I proposed a deal: that I guide him for part of an evening, and at the end, if he didn't say thank You, I would give him ten free calls. Mind you, I didn't mention that the ten free calls would come in his next life, but I was confident in what the end result would be.

The silly thing agreed, and we reconvened half an hour later, after he'd gone off and bought a pair of stockings and some lovely pink lipstick. I'm a fan of Revlon for my callers, in case you were wondering.

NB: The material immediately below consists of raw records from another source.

PR #1798, opened 2025-05-20
feat: manager users in team using d-roles

rmonnier9:
- Amélioration technique. | Correction d'un bug. | Changement mineur.
- Zones impactées : `chemin/vers/le/fichier/contenant/les/variables/impactées`.
- Détails :
  - Ajout d'utilisateur dans une team
  - Suppression d'utilisateur dans une team

Closees #1786


models/authentication/agent/agent-connected/index.tsx
```diff
@@ -92,7 +93,28 @@ export class AgentConnected {
...
+    // Get all groups this agent belongs to from D-Roles API
+    const drolesGroups = await getGroupsByEmail(this.email);
+
+    // Each group has a space-separated string of scopes
+    // Extract all scopes from all groups and flatten into single array
+    const superAgentScopesWithDuplicates = drolesGroups
+      .map((group) => {
+        return group.scopes.split(' ') as IAgentScope[];
+      })
+      .flat();
```
XavierJp, line 105: All this would be nice into a dedicated model. Maybe a groups model, that is a wrapper around d-roles client

models/authentication/agent/agent-connected/index.tsx
```diff
@@ -92,7 +93,28 @@ export class AgentConnected {
...
+    const superAgentScopesFromS3 = await superAgentsList.getScopeForAgent(
+      this.email
+    );
+
+    // Combine scopes from both D-Roles groups and S3 storage
+    // Remove any duplicate scopes using Set
+    const superAgentScopes = [
+      ...new Set(superAgentScopesWithDuplicates),
+      ...new Set(superAgentScopesFromS3),
+    ];
```
XavierJp, line 117: Merging a list of scopes is also done line 102. Maybe create a helper function in `../scopes`that is used to merge scope and unit tested as this is core business logic

XavierJp (approved):
Very nice. I think this would benefit from some refactoring to match existing architecture and code pattern.
I think you need to decide what to do when a user belong to several groups. 

Will he be able to use both groups or will he have to choose which group he is connected with ?

clients/api-d-roles/index.ts
```diff
@@ -0,0 +1,156 @@
...
+    tokenExpiryTime: number;
+  } | null;
+
+  constructor(
+    private client_id: string | undefined,
+    private client_secret: string | undefined
+  ) {
+    if (
+      (!this.client_id || !this.client_secret) &&
+      process.env.NODE_ENV === 'production'
```
XavierJp, line 31: Condition is a bit hard to read. I think the test on client_id and client_secret is enough

XavierJp: I believe in staging we do have `process.env.NODE_ENV === 'production'`

I am not sure about this whole condition and how it will work in production

clients/api-d-roles/index.ts
```diff
@@ -0,0 +1,156 @@
...
+          client_id: this.client_id || '',
+          client_secret: this.client_secret || '',
+          grant_type: 'client_credentials',
+        }).toString(),
+      });
+
+      this._token = {
+        data,
+        tokenExpiryTime: new Date().getTime() + 240 * 1000, // 4 minutes default expiry
+      };
```
XavierJp, line 57: Why not use the token expiry date returned by d-roles ?

It should contain : 
```
{
    "access_token",
    "token_type",
    "expires_in"
}
```

clients/api-d-roles/index.ts
```diff
@@ -0,0 +1,156 @@
...
+
+    return httpGet<T>(url, {
+      timeout: constants.timeout.M,
+      ...config,
+      headers: {
+        ...config.headers,
+        Authorization: `Bearer ${token.data.access_token}`,
+      },
+    });
+  };
```
XavierJp, line 100: What happens when token is expired ? In InseeClient, I believe that token get reset to `null` thus ensuring you will re-run `getToken`

Also I think splitting client from the rest could improve readibility : 
```
client.tsx // auth + basic POST and GET wrapper
interface.tsx // types
index.tsx // all the routes wrapper
```

I advocate for this code splitting as it leave more room for core routes logic : 
- in case you want to do a mapToDomainObject, you can do it in `index.tsx`
- in case you want to have a file per group of routes you could even have `groups.ts, users.ts, roles.ts`

What you have written works great, as long as you dont use more routes or run heavier manipulation that just a basic `await`

clients/api-d-roles/index.ts
```diff
@@ -0,0 +1,156 @@
...
+    groupId: number,
+    email: string,
+    roleId: number
+  ): Promise<null> => {
+    const user = await this.getUserByEmail(email);
+    const route = routes.dRoles.groups.addUserToGroup(groupId, user.id, roleId);
+    return await this.get<null>(route, {
+      method: 'PUT',
+      data: { email },
+    });
```
XavierJp, line 136: Calling a `.get` with a `PUT` sound odd.
Maybe rename `get` into `client` and use `httpClient` rather than `httpGet`

clients/routes.ts
```diff
@@ -257,6 +257,27 @@ const routes = {
         `https://updown.io/api/checks/${slug}/downtimes`,
     },
   },
+  dRoles: {
+    base: 'https://roles.preprod.data.gouv.fr',
```
XavierJp, line 261: Not sure `base` gets used

models/d-roles/index.ts
XavierJp, line 1: `models/d-roles/index.ts` does not seem like a relevant name / model. I would prefer `groups` as this is all about group membership

This is actually where I would use classes rather than in clients. Maybe a User and a Groups class. 

You raise an HttpUnauthorized but at this point it is not about authorisation,only about groups. 

This mixes several levels of abstration : 
- `models/authentication/agent/agent-connected/index.tsx` is handling authorization
- `models/d-roles/index.ts` is handling group membership. I t CAN raise a HttpUnauthorized only when relevant

Error raised at this level should be requalified at `models/authentication/agent/agent-connected/index.tsx` level.

You have a lot of redundant `try {} catch {} + logError` that would benefit from some factorization.

models/d-roles/index.ts
```diff
@@ -0,0 +1,88 @@
...
+  try {
+    return await droleApiClient.getGroupsByEmail(email);
+  } catch (error) {
+    logFatalErrorInSentry(
+      new FetchRessourceException({
+        ressource: 'D-Roles',
+        cause: error,
+      })
+    );
+    throw new HttpUnauthorizedError('Failed to get groups by email');
```
XavierJp, line 23: Does not sound like a `HttpUnauthorizedError`

models/d-roles/index.ts
```diff
@@ -0,0 +1,88 @@
...
+  try {
+    return await droleApiClient.getRoles();
+  } catch (error) {
+    logFatalErrorInSentry(
+      new FetchRessourceException({
+        ressource: 'D-Roles',
+        cause: error,
+      })
+    );
+    throw new HttpUnauthorizedError('Failed to get roles');
```
XavierJp, line 37: Same remark

models/d-roles/index.ts
```diff
@@ -0,0 +1,88 @@
...
+  try {
+    return await droleApiClient.getUserByEmail(email);
+  } catch (error) {
+    logFatalErrorInSentry(
+      new FetchRessourceException({
+        ressource: 'D-Roles',
+        cause: error,
+      })
+    );
+    throw new HttpUnauthorizedError('Failed to get user by email');
```
XavierJp, line 51: Idem

XavierJp (changes requested):

XavierJp (approved):
Very nice

I think we need to rethink how it will behave in production. 

I would advise to have a temporary variable `D_ROLES_ENABLED` that need to be set to `enabled` in order to use d-roles in prod. However, the way we instantiate `droleApiClient` at the end of `clients/api-d-roles/client.ts`, means that when we import it will trigger its constructor and the 'D-Roles env variables are undefined' error will be thrown.

We can either populate env var with dummy, or we can add an additionnal check on `D_ROLES_ENABLED` that would silence the 'D-Roles env variables are undefined' error.

clients/api-d-roles/index.ts
```diff
@@ -0,0 +1,72 @@
...
+
+export const removeUserFromGroup = async (
+  groupId: number,
+  userId: number
+): Promise<void> => {
+  const route = routes.dRoles.groups.removeUserFromGroup(groupId, userId);
+
+  await droleApiClient.fetch<null>(route, {
+    method: 'DELETE',
+  });
```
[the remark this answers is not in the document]
rmonnier9: As there is no return statement it is void.
But indeed for consistency with other functions, I add a return and set the return type to null.

clients/api-d-roles/index.ts
```diff
@@ -0,0 +1,72 @@
...
+  try {
+    const route = routes.dRoles.groups.getGroupsByEmail(email);
+    return await droleApiClient.fetch<IDRolesGroupSearchResponse>(route, {
+      method: 'GET',
+    });
+  } catch (error) {
+    if (error instanceof HttpUnauthorizedError) {
+      return [];
+    }
+    throw error;
```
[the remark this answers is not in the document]
rmonnier9: I guess it was for testing purpose but don't need it anymore.

clients/api-d-roles/client.ts
```diff
@@ -0,0 +1,95 @@
...
+    } catch (e) {
+      this._token = null;
+      throw new HttpUnauthorizedError('Failed to get token');
+    }
+  };
+
+  private isTokenExpired = () => {
+    const now = new Date().getTime();
+    const tokenExpiryTime = this._token ? this._token.expires_in : 0;
+    return now > tokenExpiryTime;
```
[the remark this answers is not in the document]
rmonnier9: Good point, i multiply by 1000 as the other is milliseconds

models/groups/index.ts
```diff
@@ -0,0 +1,136 @@
+import droleClient from '#clients/api-d-roles';
+import {
+  IDRolesGroup,
+  IDRolesGroupSearchResponse,
+} from '#clients/api-d-roles/interface';
+import { HttpUnauthorizedError } from '#clients/exceptions';
+import { FetchRessourceException } from '#models/exceptions';
+import { logFatalErrorInSentry } from '#utils/sentry';
+
+export class GroupModel {
```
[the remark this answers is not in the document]
rmonnier9: I've made the change, good point

models/groups/index.ts
```diff
@@ -0,0 +1,136 @@
...
+  /**
+   * Get all groups that a user belongs to
+   */
+  async getGroupsByEmail(email: string): Promise<IDRolesGroupSearchResponse> {
```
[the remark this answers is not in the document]
rmonnier9: Good idea, done !

models/authentication/agent/agent-connected/index.tsx
```diff
@@ -92,7 +93,20 @@ export class AgentConnected {
...
+    const superAgentScopesFromS3 = await superAgentsList.getScopeForAgent(
+      this.email
+    );
+
+    // TEMP Combine scopes from both D-Roles API and S3 storage
+    // Remove any duplicate scopes using Set
+    const superAgentScopes = [
+      ...new Set(superAgentScopesFromDroles),
+      ...new Set(superAgentScopesFromS3),
+    ];
```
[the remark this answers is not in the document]
rmonnier9: Good idea, done

models/authentication/agent/scopes/index.ts
```diff
@@ -22,3 +27,28 @@ export const allAgentScopes = [
...
+    const drolesGroups = await groupModel.getGroupsByEmail(email);
+
+    const allScopesWithDuplicates = drolesGroups
+      .map((group) => {
+        const { validScopes } = parseAgentScope(group.scopes);
+        return validScopes;
+      })
+      .flat();
+
+    const uniqueScopes = [...new Set(allScopesWithDuplicates)];
```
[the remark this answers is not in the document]
rmonnier9: DOne

rmonnier9:
> Very nice
> 
> I think we need to rethink how it will behave in production.
> 
> I would advise to have a temporary variable `D_ROLES_ENABLED` that need to be set to `enabled` in order to use d-roles in prod. However, the way we instantiate `droleApiClient` at the end of `clients/api-d-roles/client.ts`, means that when we import it will trigger its constructor and the 'D-Roles env variables are undefined' error will be thrown.
> 
> We can either populate env var with dummy, or we can add an additionnal check on `D_ROLES_ENABLED` that would silence the 'D-Roles env variables are undefined' error.

Done.

I think we are almost ready.
I will still do some tests.

models/authentication/agent/scopes/index.ts
```diff
@@ -1,24 +1,58 @@
...
+
+    for (const input of scopeArrays) {
+      if (!input) continue;
+
+      if (typeof input === 'string') {
+        const { validScopes } = parseAgentScope(input);
+        allScopes.push(...validScopes);
+      } else if (Array.isArray(input)) {
+        allScopes.push(...input);
+      }
```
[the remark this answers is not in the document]
XavierJp: I advise to only use string[] as input to simplify constructor, and rather ensure that `superAgentScopesRaw` and `groupScopesRaw` are both string

models/groups/index.ts
```diff
@@ -0,0 +1,77 @@
...
+    try {
+      return await droleClient.getGroupsByEmail(email);
+    } catch (error) {
+      logFatalErrorInSentry(
+        new FetchRessourceException({
+          ressource: 'D-Roles Groups',
+          cause: error,
+        })
+      );
+      return [];
```
XavierJp, line 25: Thinking. Should we return an empty list or completly fail the process. An empty would be very frustrating for a user that knows he belongs to some groups

models/groups/index.ts
```diff
@@ -0,0 +1,77 @@
...
+
+      const allScopesWithDuplicates = drolesGroups
+        .map((group) => {
+          const { validScopes } = parseAgentScope(group.scopes);
+          return validScopes;
+        })
+        .flat();
+
+      const uniqueScopes = [...new Set(allScopesWithDuplicates)];
+
```
XavierJp, line 44: This is not needed anymore, it can and should be handled by the `Scope` constructor in `models/authentication/agent/scopes/index.ts` idem for SuperAgentList

models/groups/index.ts
```diff
@@ -0,0 +1,77 @@
...
+    } catch (error) {
+      logFatalErrorInSentry(
+        new FetchRessourceException({
+          ressource: 'D-Roles Admin Groups',
+          cause: error,
+        })
+      );
+      return [];
+    }
+  }
```
XavierJp, line 76: As this is never used, should we remove it ? Less code, less tests

XavierJp (approved):
Better and better

models/groups/index.ts
rmonnier9: Indeed !

models/groups/index.ts
rmonnier9: Indeed, love it

clients/api-d-roles/client.ts
```diff
@@ -0,0 +1,103 @@
...
+class DRolesAPIClient {
+  private _accessToken: string | null;
+  private _tokenExpiryTime: number;
+
+  constructor(
+    private client_id: string | undefined,
+    private client_secret: string | undefined
+  ) {
+    if (
+      process.env.D_ROLES_ENABLED === 'true' &&
```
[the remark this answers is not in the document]
rmonnier9: Done !

models/authentication/agent/scopes/index.ts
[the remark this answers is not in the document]
rmonnier9: Better indeed

models/groups/index.ts
rmonnier9: For login, it will result in a login failure.
Also, for action that requires admin rights, it will also fail.

I both case i think this is the wanted behaviour, i've made the change

models/group/index.ts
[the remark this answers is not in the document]
rmonnier9: Yes

models/authentication/agent/scopes/index.ts
```diff
@@ -1,24 +1,57 @@
...
+
+    for (const input of scopeArrays) {
+      if (!input) continue;
+
+      const scopeStrings = Array.isArray(input) ? input : [input];
+      for (const scopeString of scopeStrings) {
+        const { validScopes } = parseAgentScope(scopeString);
+        allScopes.push(...validScopes);
+      }
+    }
```
XavierJp, line 18: This is hard to read

models/group/index.ts
```diff
@@ -0,0 +1,105 @@
...
+    } catch (error) {
+      logFatalErrorInSentry(
+        new FetchRessourceException({
+          ressource: 'D-Roles Group Admin Check',
+          cause: error,
+        })
+      );
+      throw error;
+    }
+  }
```
XavierJp, line 45: Overkill to call Groups.find then filter it by Id, but let s focus on this later

XavierJp (approved):

models/groups/index.ts
```diff
@@ -30,7 +30,7 @@ export class Groups {
     try {
       const drolesGroups = await this.find(email);
 
-      const scopes = new Scopes(...drolesGroups.map((group) => group.scopes));
+      const scopes = new Scopes(drolesGroups.map((group) => group.scopes));
```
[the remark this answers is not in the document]
rmonnier9: doing this, we change the return type :
Promise<IAgentScope[]>.  --> Promise<string>

It is better to have the first no ?

For now, we have to call Scopes again because of the double use of S3 and D-Roles, later we will remove it

models/authentication/agent/scopes/index.ts
```diff
@@ -2,24 +2,40 @@ import { IAgentScope } from './constants';
...
-      const scopeStrings = Array.isArray(input) ? input : [input];
-      for (const scopeString of scopeStrings) {
-        const { validScopes } = parseAgentScope(scopeString);
-        allScopes.push(...validScopes);
-      }
+    const scopeStrings = Array.isArray(scopes) ? scopes : [scopes];
+    for (const scopeString of scopeStrings) {
+      const { validScopes } = parseAgentScope(scopeString);
+      allScopes.push(...validScopes);
     }
```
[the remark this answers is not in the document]
rmonnier9: yes, so we only use the method add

Tucking doesn't come easily to everyone. The first problem, especially for newbies, is tumescence. They find the feel of the tight, clingy material just a little too interesting. My experience, however, is that after half an hour to 45 minutes of having their crotches encased in the restrictive control top, things have quieted down. At that point, the testes are quite warm and things have softened up quite a bit. millie, as s/he was now known, was still slightly feverish and, I must say, still quite game. A bit of trancing and relaxation will help with these things. Down went the inflate-a-clit, up went the testes, and before millie could cry 'Mommy!' s/he was sporting a new streamlined look.

So, I thought, let the fun begin.

Oh dear. My student is here. (He's learning photomanipulation.)

To cut to the chase, compression worked wonders, and within an hour s/he didn't know which end was up and telling me that s/he'd never felt quite so alive, even as that lovely crotch felt like it was on fire and s/he'd confessed to a number of things s/he didn't initially even know s/he had to confess to. Now s/he'll have to live with the shame of knowing exactly how s/he debased humanity with her vile thoughts and actions. But we can talk about those later. To put it simply, s/he made Gus look like the silly winged fairy that he is.